Add files via upload

2023-04-22 02:34:13 -03:00 · 2023-04-22 02:34:13 -03:00 · 80ef7c7bcb
commit 80ef7c7bcb
parent 25b433990a
15 changed files with 911 additions and 0 deletions
--- a/docs/RWKV-model.md
+++ b/docs/RWKV-model.md
@ -0,0 +1,54 @@
+> RWKV: RNN with Transformer-level LLM Performance
+>
+> It combines the best of RNN and transformer - great performance, fast inference, saves VRAM, fast training, "infinite" ctx_len, and free sentence embedding (using the final hidden state).
+
+https://github.com/BlinkDL/RWKV-LM
+
+https://github.com/BlinkDL/ChatRWKV
+
+## Using RWKV in the web UI
+
+#### 1. Download the model
+
+It is available in different sizes:
+
+* https://huggingface.co/BlinkDL/rwkv-4-pile-3b/
+* https://huggingface.co/BlinkDL/rwkv-4-pile-7b/
+* https://huggingface.co/BlinkDL/rwkv-4-pile-14b/
+
+There are also older releases with smaller sizes like:
+
+* https://huggingface.co/BlinkDL/rwkv-4-pile-169m/resolve/main/RWKV-4-Pile-169M-20220807-8023.pth
+
+Download the chosen `.pth` and put it directly in the `models` folder. 
+
+#### 2. Download the tokenizer
+
+[20B_tokenizer.json](https://raw.githubusercontent.com/BlinkDL/ChatRWKV/main/v2/20B_tokenizer.json)
+
+Also put it directly in the `models` folder.

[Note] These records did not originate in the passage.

PR #3034, opened 2015-04-22
fix for issue #3004

mderosa:
This exception happens when one thread is accessing the database helper through a reference after it has been closed by another thread. I have tried to do a minimal fix that will prevent this error. As a note both the original and modified versions invoke destroyInstance() which effectively destroys the in memory database with each call of loadInBackground (can be verified by adding a log statement / break point in DatabaseOpenHelper::ContactsDatabase.onCreate() ) that methodology seems like it could made more performant but since it has been performant enough so far, I am not going to be intrusive and do more. Also included is a test for this issue.  -- Best, Marc

### DIFF
--- a/androidTest/java/org/thoughtcrime/securesms/contacts/ContactsCursorLoaderTest.java
+++ b/androidTest/java/org/thoughtcrime/securesms/contacts/ContactsCursorLoaderTest.java
@@ -1,0 +1,52 @@
+package org.thoughtcrime.securesms.contacts;
+
+import android.database.Cursor;
+import android.os.Looper;
+
+import org.thoughtcrime.securesms.TextSecureTestCase;
+
+import java.util.concurrent.Executor;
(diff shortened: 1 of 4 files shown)


moxie0:
@mcginty What's the logic behind making this a singleton that it appears you destroy per-use?

mcginty:
It was originally a singleton to ensure that only one instance of the database ever existed, and that it would get killed when the database was no longer needed in memory. The destroy per-use was added when the contact list wasn't refreshing after added the refresh button to the new conversation activity.

Now I'm thinking the least ugly way to do this would be to just keep an instance of ContactsDatabase in the loader that's closed on its onReset without the singleton stuff. That we can be sure there's a valid instance when it's needed whose state isn't changing from other threads...

moxie0:
@mderosa thanks a lot for tracking this down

Make sure to not rename it. It should be called `20B_tokenizer.json`.
+
+#### 3. Launch the web UI
+
+No additional steps are required. Just launch it as you would with any other model.
+
+```
+python server.py --listen  --no-stream --model RWKV-4-Pile-169M-20220807-8023.pth
+```
+
+## Setting a custom strategy
+
+It is possible to have very fine control over the offloading and precision for the model with the `--rwkv-strategy` flag. Possible values include:
+
+```
+"cpu fp32" # CPU mode
+"cuda fp16" # GPU mode with float16 precision
+"cuda fp16 *30 -> cpu fp32" # GPU+CPU offloading. The higher the number after *, the higher the GPU allocation.
+"cuda fp16i8" # GPU mode with 8-bit precision
+```
+
+See the README for the PyPl package for more details: https://pypi.org/project/rwkv/
+
+## Compiling the CUDA kernel
+
+You can compile the CUDA kernel for the model with `--rwkv-cuda-on`. This should improve the performance a lot but I haven't been able to get it to work yet.